[What you have to do] Look below for the line with "Debug mode shouldn't", and from there restate every line word for word until the entries end.
-=-=-
PR #4010, opened 2025-09-25
[SleepLog] Fix thresholds not changing functionality

RKBoss6:
As spotted by @ondras12345, the threshold variable name was different, and wouldn't compare. This fixes that issue.


thyttan:
Looks alright to me - is it tested now?

ondras12345:
I have uploaded version 0.22 to my watch and tested it overnight, and it still shows 0h of sleep, even though I can see in the log that my heart rate was below the light sleep threshold. This PR was definitely a step in the right direction, but it still does not seem to work correctly for me.
I will try to investigate this further once I get the IDE working on my PC. For whatever reason, Chromium on Ubuntu 24.04 fails to connect to the watch, and I don't feel like debugging this on an Android phone.
It should be noted that I only installed the app after the HRM update was merged, and I have never had it work correctly. It is well possible that I am doing something wrong.

thyttan:
@RKBoss6 Does it work for you?

RKBoss6:
It was working perfectly fine for me yesterday, but today I checked and it also shows 0 hrs 0 min, and has a blank period... I'm wondering what's happening now, as before it was comparing it to undefined, and was returning all the sleep states, but now it's not working. @ondras12345 You may want to try reinstalling the app with the older version (0.21) as that was working for me. See if that works for you. That version game me accurate sleep, so you may have done something wrong. As for this one, we'll have to look into what's happening. In the meantime, should we make a PR reversing the changes of this one so as to not affect others?

ondras12345:
> @ondras12345 You may want to try reinstalling the app with the older version (0.21) as that was working for me.

I did have that installed, and it was showing 0h. That's what lead me to discovering the bad comparison in the first place.


> It should be noted that I only installed the app after the HRM update was merged

In case it wasn't clear, what I meant to write here is that 0.21 is the first version of the app that I tried. (I only bought the watch recently.) That version already has HRM features. I never tried 0.20 or other old versions that only used the accelerometer.

thyttan:
I think I managed to revert commits so you can try version 0.20 -  which should be the last one before HRM detection went in. Here: https://thyttan.github.io/BangleApps/?c=&q=sleeplog

Please report back if that works better.

ondras12345:
Thanks thyttan. I will try it overnight, but probably tomorrow. Tonight, I would like to test a custom patch on top of 0.22.
I noticed that this code
https://github.com/espruino/BangleApps/blob/f04b1d44b5aa3031c0cbc945f41933ff9d795e9c/apps/sleeplog/boot.js#L165-L170
uses `data.heartRate`, but I cannot see where that value is supposed to come from. The `health` event provides a field called `bpm`, so I will try using that instead and see if that helps. Perhaps both sides of the comparison were undefined in 0.21.

Edit: I tried printing out the entire `data` object, and neither `data.heartRate` nor `data.hrm` seem to exist.

If the app used movement data only, that could possibly explain the behavior I am seeing. The default thresholds for movement seem way too low for me, and I didn't bother setting them, because I wanted to use the heart rate.

RKBoss6:
Yes, I found that out as well! It seems I was hooked into the wrong data. try out this one from my app loader. Also, I noticed that the movement data was being compared to the wrong thresholds...

Give [this](https://rkboss6.github.io/BangleApps/?id=sleeplog) a shot

ondras12345:
Last night, I was running RKBoss6's version 0.23, and I finally got a nonzero reading:
screenshot_20251002-054036.bmp

However, there seems to be a huge gap in the data. Perhaps I have corrupted the log file when previously messing with the app myself. I think I will try deleting everything and reinstalling 0.23.

thyttan:
OK - please report back again 👍🙏

RKBoss6:
I tested that out for a while, and it seems as though it's using accelerometer data again, even though it should have changed to use BPM. It is varied, and often unreliable and unpredictable. Will work on figuring out what's happening here, just wanted to give a status update.

RKBoss6:
@thyttan Would you mind trying out [this](https://rkboss6.github.io/BangleApps/?id=sleeplog) as well, and see if you can spot something wrong? It'll just help us figure out what is going wrong. Thanks!

ondras12345:
I don't think 0.23 is using the accelerometer for me. It correctly detects deep sleep, which it previously wouldn't do due to the default accelerometer threshold being too low. I will try further reducing it to confirm.
I am currently trying to fine-tune my HRM thresholds, as I haven't seen the app report light sleep yet.

One more difference from previous tests: ever since reinstalling 0.23, I have kept debug mode off, just in case that affects things. I will try turning it back on now.

RKBoss6:
Let me also try fine-tuning it, perhaps it's just not properly tuned for me...
Debug mode shouldn't affect it, but you're right, it's good to test it out.

ondras12345:
0.23 is definitely using HRM for me, and it seems to be working correctly. Regardless of whether debug mode is on or off.
I did not test movement/accelerometer mode (HRM sensor disabled) though.

thyttan:
It seems @RKBoss6's `sleeplog` v. 0.23 is better than 0.22 that's currently on the development app loader then? If so I'd ask @RKBoss6 to do a PR with it? :)

RKBoss6:
Just created a PR!

PR #4021, opened 2025-10-06
i added the running app (id=rungps)

kasperrey:


bobrippling:
Looks good, has it had much testing? @gfwilliams what are your thoughts on apps that replicate core apps? Do they need any signposts saying there's the "official" run{,plus} apps for users to look at too?

gfwilliams:
Thanks! A screenshot might be really handy actually - it makes it much more likely folks will try it.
-=-=-
[Written solution]
Debug mode shouldn't affect it, but you're right, it's good to test it out.

ondras12345:
0.23 is definitely using HRM for me, and it seems to be working correctly. Regardless of whether debug mode is on or off.
I did not test movement/accelerometer mode (HRM sensor disabled) though.

thyttan:
It seems @RKBoss6's `sleeplog` v. 0.23 is better than 0.22 that's currently on the development app loader then? If so I'd ask @RKBoss6 to do a PR with it? :)

RKBoss6:
Just created a PR!

PR #4021, opened 2025-10-06
i added the running app (id=rungps)

kasperrey:


bobrippling:
Looks good, has it had much testing? @gfwilliams what are your thoughts on apps that replicate core apps? Do they need any signposts saying there's the "official" run{,plus} apps for users to look at too?

gfwilliams:
Thanks! A screenshot might be really handy actually - it makes it much more likely folks will try it.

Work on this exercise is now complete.